PR #1039, opened 2023-02-28
Defer numba guvectorize compilation for aggregate functions

### LINKED ISSUE #939: Run `numba` compilation as a post-install step?
Currently, this is the import performance of `sgkit` on a fresh install:

```
(testenv) benj@benj-X580VD:~$ time python -c "import sgkit"

real	0m16.715s
user	0m16.149s
sys	0m0.987s
(testenv) benj@benj-X580VD:~$ time python -c "import sgkit"

real	0m2.184s
user	0m2.414s
sys	0m0.914s
```

It might be possible to move the 14s of `numba` compilation to a post-install step, hopefully on `pip` and `conda`.

tomwhite:
- [x] Fixes #939

This shows the approach described in https://github.com/pystatgen/sgkit/issues/939#issuecomment-1315086288 for the aggregation functions.

The import goes from 13s to 10s on my machine using

```shell
export SGKIT_DISABLE_NUMBA_CACHE=1
time python -c "import sgkit"
```

If we did this for all the guvectorize usages we can get to around 3s.

This is simply an internal reorganisation so shouldn't affect user APIs. It is quite a disruptive change though, so I wanted to get any thoughts before I do it for the whole codebase.


timothymillar:
Thanks for looking at this. When a single gufunc is imported from `aggregation_numba_fns.py`, are all the gufuncs in that file compiled? If so, would it make more sense to have a separate file per gufunc to make compilation even more modular (ignoring the mess that creates)? But this general approach seems fine to me.

tomwhite:
Thanks Tim.

> When a single gufunc is imported from `aggregation_numba_fns.py`, are all the gufuncs in that file compiled? If so, would it make more sense to have a separate file per gufunc to make compilation even more modular (ignoring the mess that creates)?

Yes, all the gufuncs in that file are compiled, but I think that's OK. The goal is to avoid the 13 second pause when a user first types `import sgkit`. There will be a delay when they first run a function, but it will be less than 13 seconds, and it will be more forgivable since the function is doing something useful. The granularity of a compile unit per module rather than per function should therefore be a reasonable compromise.

tomwhite:
Now applied across the codebase. The import time is now 1.4s on my machine.

benjeffery (approved):
LGTM! This is great, thanks @tomwhite

jeromekelleher (approved):
Great idea, and totally agree with the pattern.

Prompt ▸ Repeat each record word for word.

Response area ▸
PR #1039, opened 2023-02-28
Defer numba guvectorize compilation for aggregate functions

### LINKED ISSUE #939: Run `numba` compilation as a post-install step?
Currently, this is the import performance of `sgkit` on a fresh install:

```
(testenv) benj@benj-X580VD:~$ time python -c "import sgkit"

real	0m16.715s
user	0m16.149s
sys	0m0.987s
(testenv) benj@benj-X580VD:~$ time python -c "import sgkit"

real	0m2.184s
user	0m2.414s
sys	0m0.914s
```

It might be possible to move the 14s of `numba` compilation to a post-install step, hopefully on `pip` and `conda`.

tomwhite:
- [x] Fixes #939

This shows the approach described in https://github.com/pystatgen/sgkit/issues/939#issuecomment-1315086288 for the aggregation functions.

The import goes from 13s to 10s on my machine using

```shell
export SGKIT_DISABLE_NUMBA_CACHE=1
time python -c "import sgkit"
```

If we did this for all the guvectorize usages we can get to around 3s.

This is simply an internal reorganisation so shouldn't affect user APIs. It is quite a disruptive change though, so I wanted to get any thoughts before I do it for the whole codebase.


timothymillar:
Thanks for looking at this. When a single gufunc is imported from `aggregation_numba_fns.py`, are all the gufuncs in that file compiled? If so, would it make more sense to have a separate file per gufunc to make compilation even more modular (ignoring the mess that creates)? But this general approach seems fine to me.

tomwhite:
Thanks Tim.

> When a single gufunc is imported from `aggregation_numba_fns.py`, are all the gufuncs in that file compiled? If so, would it make more sense to have a separate file per gufunc to make compilation even more modular (ignoring the mess that creates)?

Yes, all the gufuncs in that file are compiled, but I think that's OK. The goal is to avoid the 13 second pause when a user first types `import sgkit`. There will be a delay when they first run a function, but it will be less than 13 seconds, and it will be more forgivable since the function is doing something useful. The granularity of a compile unit per module rather than per function should therefore be a reasonable compromise.

tomwhite:
Now applied across the codebase. The import time is now 1.4s on my machine.

benjeffery (approved):
LGTM! This is great, thanks @tomwhite

jeromekelleher (approved):
Great idea, and totally agree with the pattern.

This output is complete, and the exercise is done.